Issue #449, opened 2017-04-27
Fullscreen on startup buggy


uli42:
Activating fullscreen on startup can be done in two ways:

- `fullscreen=1` in options string
- `-geometry fullscreen`

On startup nxagent first opens the (unused) nxagentConfineWindow (in Display.c) at pos 0,0 with size 1x1. It then determines the size of the session window:
- if `-geometry` is provided its values are taken
- if `-geometry fullscreen` is provided, the full size if the display is taken
- if neither is provided 3/4 of the display's size are used

If `-geometry` is not provided at all but the options string contains `fullscreen=1` the fullscreen mode is also activated but the the values for size and pos of nxagent's window are not set properly because the options strings seems to be checked later on.

It turns out that this is a problem for x2goclient because it gets the wrong size of the nxagent window (called proxy window there) in thinclient environment. Current x2goserver (4.1.0.0) is not providing `-geometry fullscreen`.

We should check if we can make the code aware of fullscreen mode if the options strings contains it so that both ways lead to the same result on startup already

PR #761, opened 2019-01-13
Pr/window fixes

### LINKED ISSUE #757: Tooltips, pull-down menus, and context menus too far away (X2Go #1359)
https://bugs.x2go.org/cgi-bin/bugreport.cgi?bug=1359

"I've recently started experiencing a problem when running single
applications over X2Go.  Quite often small windows such as tooltips,
pull-down menus, and context menus get positioned far, far away from
where they are supposed to be.  For example, I'm currently writing this
message in Claws Mail; when I activate the "Edit" pull-down menu, the
menu doesn't appear under the menu bar but rather way over on my second
screen.  (I use a dual-monitor setup.)

The problem happens with a lot of different applications, but not
always consistently.  For instance, sometimes I might hover my pointer
over a widget that causes a tooltip to display halfway across the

#### Problem requirements
Your task is to set down only the lines that run from the opening of the listing to the line with "It turns out", both ends included, each unchanged.

#### Exercise answer
Issue #449, opened 2017-04-27
Fullscreen on startup buggy


uli42:
Activating fullscreen on startup can be done in two ways:

- `fullscreen=1` in options string
- `-geometry fullscreen`

On startup nxagent first opens the (unused) nxagentConfineWindow (in Display.c) at pos 0,0 with size 1x1. It then determines the size of the session window:
- if `-geometry` is provided its values are taken
- if `-geometry fullscreen` is provided, the full size if the display is taken
- if neither is provided 3/4 of the display's size are used

If `-geometry` is not provided at all but the options string contains `fullscreen=1` the fullscreen mode is also activated but the the values for size and pos of nxagent's window are not set properly because the options strings seems to be checked later on.

It turns out that this is a problem for x2goclient because it gets the wrong size of the nxagent window (called proxy window there) in thinclient environment. Current x2goserver (4.1.0.0) is not providing `-geometry fullscreen`.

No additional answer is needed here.